Aaron Swartz was charged under a 1984 Internet law


(Fred Benenson/Flickr/Wikimedia Commons)

And now the curious case of 25 year-old Aaron Swartz.

By any measure, he is a brilliant kid. He co-wrote the specs for RSS 1.0 (really simple syndication) when he was 14. When he hit 20, Swartz sold Reddit, the social news site he co-founded, to Condé Naste for some small fortune, and then dedicated himself to non-profit work for the public good.

His philanthropy didn’t involve gala fundraisers. Swartz became an aggressive activist, an agitator, and depending on your view of things, a data radical.

One major project was Demand Progress, his PAC (political action committee). The group pioneered online activism tactics and was a major player in the successful campaign against SOPA and PIPA, proposed legislation that would have curbed civil rights online. But this isn’t what got Aaron Swartz into trouble.

Somewhere along the way he began using data analysis research to track corruption. He crunched a data set of over 400,000 law review articles to determine the source of their funding.  This led to a fellowship at the Harvard Ethics Center Lab on Institutional Corruption. That gave him access to MIT’s libraries, which in turn had access to JSTOR, a non-profit online database of journal articles.

Aaron Swartz allegedly set out to liberate these articles. JSTOR might be a non-profit, but using it costs money. It has a massive trove of searchable, high-quality peer-reviewed academic work that it separates from the public with a paywall.

Swartz is accused of writing a program that began automatically scraping JSTOR’s 38 million pages of text, one at a time, and dumping them onto a removal hard drive hooked up to an Acer laptop that Swartz allegedly hid in an MIT library closet. He allegedly returned to the library periodically to switch full hard drives with empty ones, covering his face with his bike helmet as he passed surveillance cameras.

Why might he have done this? Swartz has a history of acting as a sort of data Robin Hood. In 2009 PACER, a walled database of public court documents, was made available for free at 17 public libraries. Access to it would have normally cost 8 cents a page. Swartz installed a scraper app that sent the pages directly to the cloud, where they were released into the wild, free for anyone to access. When I asked him about it in an interview, he told me that “it’s our job for those of us on the outside to keep pushing… and showing how important it is to get things on the web”.

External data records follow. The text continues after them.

PR #915, opened 2021-02-09
Remove outdated information, make dependencies is no longer necessary.

dherbst:
This commit https://github.com/uber-go/zap/commit/672336fffe89dc92675790ac2d8284be067b9328#diff-76ed074a9305c04054cdebb9e9aad2d818052b07091de1f20cad0bbac34ffb52L21-L38 removed the `dependencies` target and this step is no longer necessary.


prashantv (approved):
LGTM, thanks for the cleanup

Issue #654, opened 2018-11-28
Support for logging contextual metadata


yurishkuro:
# Requirement

When my application is propagating `context.Context` object and that context include metadata about a distributed transaction, such as distributed tracing information (trace_id, span_id, etc.) from Jaeger or Zipkin, I want to be able to tag all logs with those metadata fields, similar to how MDC works in [Java loggers][https://logback.qos.ch/manual/mdc.html].

# What's preventing me from doing that in Zap

It is currently possible to do in Zap via `With([]Fields)` scoping of the Logger, however:
  * if it's done at the call sites, then it is easy to forget to do so
  * if the scoped Logger is created at the top of the request handler, then this logger needs to be passed through the application logic, which does not play well with dependency injection since many components tend to accept the logger only at initialization.

# Proposal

The FBI investigated Swartz for releasing the PACER documents, but pressed no charges. He hasn’t been so lucky with the JSTOR data. He now faces 13 felony charges—9 were laid last year, and an additional 4 just last week. He could spend decades in prison, and face fines of up to $1 million. Some of the charges have to do with the damage he supposedly did to MIT’s servers, but others seem far more quotidian. Swartz is accused of using a false email address, a made-up guest login name, and violating JSTOR’s clickable terms of service agreement. How are these infractions considered felonies?  Because of the 1984 Computer Fraud and Abuse Act, a law crafted well before the Internet was in common use, which was intended to provide stiff penalties for those who hacked into corporate or government systems to steal data or destroy them.

A federal appeals court found that if the the CFAA was applied to things like violations of website’s terms of service agreements, then  “millions of unsuspecting individuals would find that they are engaging in criminal conduct.”  It ruled that these kinds of cases were better left to civil courts. But this ruling only covers certain States in the west. In Massachusetts, where Swartz is accused of ignoring JSTOR’s terms, clicking “I agree” without reading and obeying could land you in a Federal prison, a convicted felon.

Swartz pleaded not guilty to the original charges and has promised to do the same with regards to the new felonies. His activism, it seems, will now move on to challenging the validity of an almost 30 year old computer law that makes criminals out of anyone who has ever used a fake name on a website, and which threatens his own freedom.

Follow Jesse Brown on Twitter @JesseBrown


Reddit co-founder, mass downloader of scholarly work, faces 13 felonies

  1. Jesse this is a little weak. While Swartz did apparently provide a fake email and id, he also intentionally undermined the financial model JSTOR used to pay for its activities. Given that JSTOR appears to be an entity whose purpose is to provide a public service at cost, there is clearly a case for a criminal prosecution. After all, the end game might be that JSTOR ceases to function and the public’s access to future work is diminished. The distinction between Swartz’s destructive (to JSTOR) activities and someone who benignly doesn’t follow all of the rules should be clear enough to everyone including the courts.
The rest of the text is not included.